In Rise, we wholeheartedly support Protest Against School Fines. Fines penalise families with very legitimate reasons for keeping students off from school such as for prolonged illness and medical appointments. Furthermore, they aim to shift blame away from the decades of damage inflicted on education in the form of budget cuts, ballooning classroom sizes and the ravages of privatisation draining school resources.
Natalie, the founder of Protest Against School Fines, makes a very sympathetic case for opposing school attendance fines. Raising an autistic daughter with a Pathological Demand Avoidance Profile (PDA), Natalie knows all too well how what might seem like simple things such as morning routines, packing a school bag or leaving just in time to beat the traffic present massive challenge for neurodiverse students leading to massive distress, aggravated further by an increasingly high stakes testing and a punitive culture within schools.
Thanks to the rigidity of the law, students who are even just a few minutes late to school can also be fined. Schools have to declare an AM and PM attendance mark to local authorities. If a student arrives a few minutes after the AM register closes, it still counts as half a day’s absence regardless of traffic, weather or any other reasonable consideration.
Whilst we support any efforts to challenge and change legislation, we also recognise that there is a far deeper rot at the heart of our public services which has been brought about by years of quasi-privatisation transforming schools into mechanical employment training grounds rather than community assets. Academisation has helped to hollow out even basic levels of parent, community or trade union democratic input. High stakes testing, particularly in the areas of maths, English and science, often at the expense of sports and creative arts, has helped to develop a much more narrow and suffocating student experience. There is a growing crisis of legitimacy affecting schools. Parents and carers are able to see more clearly than ever that budget cuts, 40,000 teachers leaving the profession every year and rocketing levels of student mental health crises indicate that something is fundamentally wrong.
And what of life beyond high school? Parents are increasingly aware that their children do not have even the mild degree of career choice and flexibility they once had. Astronomical student debt. Wage stagnation. Redundancies. Job insecurity. This is the reality with which families and students are confronted. With zero indication that things are going to get any better, it is understandable why levels of school avoidance and alienation are growing.

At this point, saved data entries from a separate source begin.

PR #966, opened 2019-01-30
Change WorkflowDef default schema version to 2

falu2010-netflix:
Description:
Change WorkflowDef default schema version to 2.

Implications:
This require changes in way you define input parameters for WorkflowTask. For schema version 1 you don't need to pass $ for input parameter expression resolution but for schema version 2 you need to pass in following format ${workflow.input...} for mapping.
```
WorkflowTask workflowTask = new WorkflowTask();
        Map<String, Object> ip1 = new HashMap<>();
        if (schemaVersion <= 1) {
            ip1.put("p1", "workflow.input.param1");
            ip1.put("p2", "workflow.input.param2");
        } else {
            ip1.put("p1", "${workflow.input.param1}");
            ip1.put("p2", "${workflow.input.param2}");
        }
workflowTask.setInputParameters(ip1);
```

### DIFF
--- a/common/src/test/java/com/netflix/conductor/common/workflow/WorkflowDefTest.java
+++ b/common/src/test/java/com/netflix/conductor/common/workflow/WorkflowDefTest.java
@@ -318,7 +318,7 @@ public class WorkflowDefTest {
 		workflowDef.setSchemaVersion(3);
 		workflowDef.setName("test_env");
 
-		WorkflowTask workflowTask = new WorkflowTask();//name is null
+		WorkflowTask workflowTask = new WorkflowTask();
 
 		workflowTask.setName("t1");
 		workflowTask.setWorkflowTaskType(TaskType.SIMPLE);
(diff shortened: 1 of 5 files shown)


common/src/test/java/com/netflix/conductor/common/workflow/WorkflowDefTest.java
```diff
@@ -128,7 +128,7 @@ public void testWorkflowDefConstraints() {
 	@Test
 	public void testWorkflowDefConstraintsWithMultipleEnvVariable() {
 		WorkflowDef workflowDef = new WorkflowDef();//name is null
```
kishorebanala: Not related to this PR, but this test could reuse WorkflowDef creation logic using @before or other constructs.

apanicker-nflx:
The build is terminated due to excessive logs from the test, please rebase against dev to get the fix and rerun the builds.

PR #974, opened 2019-02-05
ConductorWorker execute function error is now handled

anuccio1:
Previously, when an non-nil error value was returned from the `executeFunction`, the conductorworker was returning early, before sending an update to conductor that the task failed.

In this PR, I modified the `Execute` method to properly handle errors


anuccio1:
https://github.com/Netflix/conductor/issues/978

PR #975, opened 2019-02-05
Fix verification on the conductor client written in python

artpdr:
The current code on the conductor client written in Python expects a string from the server after sending an ACK request.

However, the server response is application/json and it will sen a true or false and Python will convert it to True or False. 

The function ackTask should return the value that is received from the server instead of returning the verification, which is currently implemented, and returns always False as it is comparing a boolean and a string.

Cheers.
Artur


client/python/conductor/conductor.py
```diff
@@ -219,7 +219,7 @@ def ackTask(self, taskId, workerid):
         params['workerid'] = workerid
         headers = {'Accept': 'application/json'}
         value = self.post(url, params, None, headers)
-        return value == 'true'
+        return value
```
kishorebanala: So, the Java client returns ack value as Boolean, which is explicit because of types. Whereas, the rest endpoint converts Boolean to String and returns that. In which case, the value would be amongst "true" or "false". Couple of concerns, changing value from boolean to string might break existing users. Do you have different expectations from this function? I.e do you expect it to return plain string, or json, or some other form?

artpdr:
Sorry, I think my first comment has wrong stuff. I will explain it again...

As you can see in the code above, value is assigned with the return value from self.post, which can be either resp.text() or resp.json(), being resp the response from the request. However, resp.text happens only if the headers used in the request are {"Accept": "text/plain"}. But, as you can see from the code above, headers = {"Accept": "application/json"}, thus value will get the result of resp.json(), which will be either True or False (Python booleans) not true or false (js) or "true" / "false".

As the ackTask method was written before it would evaluate always to False because both True == "true" and False == "true" are False...

You might want to check the methods post and __return from the same file to better understand what I'm talking about...

PR #979, opened 2019-02-05
Task output of last executed task

jkaipa:
Exclusive join takes output from one of the previous successful task based on the configuration. 
If the scenario is T1 -> [T2/T3] -> EJ -> T4 then, based on the decision T1 is followed by T2 or T3. If the decision cases are setup to execute T2 on true and T3 on false then, here is the outcome.
true  => T1 -> T2 -> EJ -> T4. EJ will produce the output of T2
false => T1 -> T3 -> EJ -> T4. EJ will produce the output of T3
null . => T1 -> EJ -> T4. EJ will produce the output of T1. Here the output of EJ is the result of the defaultExclusiveJoinTask configuration.
Ex:
```
{
        "name": "exclusive_join",
        "taskReferenceName": "exclusiveJoin",
        "type": "EXCLUSIVE_JOIN",
        "joinOn": [
          "task2",
          "task3"
        ],
        "defaultExclusiveJoinTask": [
          "task1"
        ]
}
```

### DIFF
--- a/core/src/main/java/com/netflix/conductor/core/execution/tasks/ExclusiveJoin.java
+++ b/core/src/main/java/com/netflix/conductor/core/execution/tasks/ExclusiveJoin.java
@@ -1,80 +1,90 @@
 package com.netflix.conductor.core.execution.tasks;
 
-import com.netflix.conductor.common.metadata.tasks.Task;
-import com.netflix.conductor.common.run.Workflow;
-import com.netflix.conductor.core.execution.WorkflowExecutor;
+import java.util.List;
+
 import org.slf4j.Logger;
 import org.slf4j.LoggerFactory;
 
-import java.util.List;
+import com.netflix.conductor.common.metadata.tasks.Task;
+import com.netflix.conductor.common.run.Workflow;
+import com.netflix.conductor.core.execution.WorkflowExecutor;
 
 public class ExclusiveJoin extends WorkflowSystemTask {
-    private static Logger logger = LoggerFactory.getLogger(ExclusiveJoin.class);
+	private static Logger logger = LoggerFactory.getLogger(ExclusiveJoin.class);
+	private static final String NAME = "EXCLUSIVE_JOIN";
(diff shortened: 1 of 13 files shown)


core/src/main/java/com/netflix/conductor/core/execution/tasks/ExclusiveJoin.java
```diff
@@ -0,0 +1,109 @@
...
+		}
+
+		logger.debug("Status of flags: foundExlusiveJoinOnTask: {}, hasFailures {}, useWorkflowInput {}",
+				foundExlusiveJoinOnTask, hasFailures, useWorkflowInput);
+		if (foundExlusiveJoinOnTask || hasFailures || useWorkflowInput) {
+			if (hasFailures) {
+				task.setReasonForIncompletion(failureReason.toString());
+				task.setStatus(Task.Status.FAILED);
+			} else {
+				task.setOutputData((useWorkflowInput) ? workflow.getInput() : exclusiveTask.getOutputData());
```
apanicker-nflx: Can you explain why workflow input is wired as the output of this task if an exclusive task is not defined?

jkaipa: By contract exclusive join has to provide the previous tasks output. Proper value is expected as exclusive task or the default task. If neither is matched, the workflows input is passed as is as output to drive the next task in the sequence.  Do you think it is a better idea to have a configuration flag that determines if this task has to consider workflow input as the output?

apanicker-nflx: In this case, the output of the task should be `null` or `empty` to explicitly indicate that no cases matched and the default fallback was used. The workflow input is accessible from within any task as-is and does not need this additional indirection.

jkaipa: Incorporated review comments.

PR #983, opened 2019-02-08
Fixed NullpointerException in couple of places

falu2010-netflix:
* Added precondition check to determine exact place for NPE
* Fixed NPE in WebApplicationExceptionMapper


core/src/main/java/com/netflix/conductor/core/execution/WorkflowExecutor.java
```diff
@@ -978,6 +978,10 @@ public void addTaskToQueue(Task task) {
     public void executeSystemTask(WorkflowSystemTask systemTask, String taskId, int unackTimeout) {
         try {
             Task task = executionDAOFacade.getTaskById(taskId);
+            if (task == null){
```
kishorebanala: Wondering why executionDAO would return null instead of throwing error in the first place.

PR #988, opened 2019-02-12
ParametersUtils some code need catch exception

huangyiminghappy:
documentContext.read may occur exception,so i think we need to catch the exception.
i will close the pr :https://github.com/Netflix/conductor/pull/617,use this replace it


kishorebanala:
@huangyiminghappy Thanks for resubmitting the PR. Can you fix the code coverage errors please.

huangyiminghappy:
> @huangyiminghappy Thanks for resubmitting the PR. Can you fix the code coverage errors please.

thank you review. @kishorebanala i can not found the  parametersUtils test case, do not know add the case in which test class,could i add a new test class to cover the uncoverd code?can you help me where i can add the test method?

kishorebanala:
@huangyiminghappy https://github.com/Netflix/conductor/blob/master/core/src/test/java/com/netflix/conductor/core/execution/TestParametersUtils.java is the Test file for ParameterUtils.

Also, I see there are several commits for this PR. Could you also rebase it and cleanup the commit history, so that the history would only have one commit.

huangyiminghappy:
> @huangyiminghappy https://github.com/Netflix/conductor/blob/master/core/src/test/java/com/netflix/conductor/core/execution/TestParametersUtils.java is the Test file for ParameterUtils.
> 
> Also, I see there are several commits for this PR. Could you also rebase it and cleanup the commit history, so that the history would only have one commit.

ok,thank you

apanicker-nflx:
@huangyiminghappy Please rebase against dev and squash changes into 1 commit.

huangyiminghappy:
> @huangyiminghappy Please rebase against dev and squash changes into 1 commit.

thank you reply,i have rebase the commit

core/src/main/java/com/netflix/conductor/core/execution/ParametersUtils.java
```diff
@@ -205,7 +207,12 @@ private Object replaceVariables(String paramString, DocumentContext documentCont
                     }
 
                 } else {
-                    convertedValues[i] = documentContext.read(paramPath);
+                    try {
+                        convertedValues[i] = documentContext.read(paramPath);
+                    }catch (Exception e) {
+                        logger.warn("documentContext read paramPath: {} error", paramPath);
```
apanicker-nflx: Please also print out the exception stack trace in the log statement.
logger.warn("Error reading documentContext for paramPath: {}. Exception: {}", paramPath, e);

huangyiminghappy: ok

Rise, much like the Protest Against School Fines, recognise the bleak situation, but utterly refuses to believe it has to stay that way. At the start of the Labour government, Sir Keir Starmer awarded a 5.5% teacher pay increase to avoid a possible repeat of the strikes in 2023. This was a tactical decision to ensure the government did not have too many sites of organised resistance as they mostly continued with the attacks made in the previous 14 years of Conservative rule. Their cut to the winter fuel allowance being a case in point. With the prospects of a renewed teachers strike on the horizon, there has never been a better opportunity for the demands of anti-school fine campaigns to be heard more widely and build stronger organisation as a result. The 2.8% pay increase is set to be unfunded by government. This means schools will have to make more cuts to fund the difference. This can only mean more attacks on essential provision and schools becoming an even less hospitable place to be.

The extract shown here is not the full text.